RE:RE:RE:RE:RE:RE:More MBS Are Being Created to get off the banks BSAnd, why do you think rates are going to 4%? If you're saying these Canadians are paying 2%, then they would be on variable mortgages. The current variable rate is still at 2%. Any rate increase be small and slow. No, one is seeing 100% increases anytime soon. But, let's re-visit in 12-24 months.
The US market had rates that were available for a short period and then would go up. We don't have that here in Canada.
If rates go up on renewal, the consumer could look to lengthen their amortization if the increase is too high. As they will have paid down their mortgage during this period as well. So, lower balance = lower payment.
Your accusations have no substance. It is al "what if's".
And, I am saying you can't listen to everything your friend says. But, what lending space do they work in? You mentioned they were working on the MBS's?
rCheung00 wrote: @honestguy86 - no one said a bunch of junk being sold. I am reporting that the banks are now packaging up mortgages and selling some of them off as MBS. And the ones they are selling are 2013-2016 mortgages.
I am just curious why that is the case.
If a 2013 mortgage was say 2% and they refinance in 2018 and it is 4% then that is a 100% increase on mortgage payments - that can hurt a lot of people who likely can't afford that but I guess we will find out in 2018 how these people react. Maybe they can handle the increases.
You said "There are no teaser rates about to blow up in these bonds." - well what is a 100% increase then?
You said "Because your friend answers phones at these places" - not sure what you mean by that. I have friends working exactly in the lending space at these banks and investment banking divisions who are working on these products.
Again, whether the market crashes or goes up - we will find out in the next 12-24 months to see what happens. The real estate market is not like the stock market (which tends to be more transarpent and faster acting).
Honestguy86 wrote: Well for one, the underwriting practices and standards is much stricter in Canada than it was in the USA. Esepcially after 2008. Many Canadian lenders further tightened their lendeing criteria. You may be familiar with B20 & B21 Guidlines? Also, the government made even more changes in October 2016. Introducing a few rules to limit what Canadians could borrow.
The US bond market and mortgage market was not regulated.
The only similarity is that their beind packaged and sold on the open market.
There are no teaser rates about to blow up in these bonds.
So, tell me why you think it is a bunch of junk sold on the market to unssuspected buyers? Because your friend answers phones at these places?
This could be an excllent strategy to help finance future mortgages and help keep rates competitive. Which, will only benefit the end consumer.
But, sure make loose accusations about these being fraudlent. Ignornace at its best.
rCheung00 wrote: @honestguy86 - what do you mean "lol.....you don't know what you're talking about......"

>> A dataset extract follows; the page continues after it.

PR #618, opened 2024-05-28
Add platform confidential directory on Settings

nesitor:
Problem: The server doesn't have a directory to save the platform certificates generated by `sevctl`.

Solution: Set that directory field on settings class and ensure to create the folder on initialization step.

-elaborate on that because yes BMO did sell these MBS and yes other banks are working on packaging them up. First, this is in the public realm and reported if you look. Second, I have friends at some of these banks in this specific sector who are working on it.
Honestguy86 wrote: lol....you don't know what you're talking about......
Tater78 wrote: Did BMO actually sell any mortgages? The idea was floated, but as far as I know, they never did it. Happy to be proved wrong.
rCheung00 wrote: More MBS Are Being Created to get off the banks BS Just like BMO did recently
shows you something is up
publically they say "everything is okay" but behind the scenes they try to secretly offload some of their mortgages and get them AAA rated - seems almost identical to the US and Countrywide collapsed (like HCG?)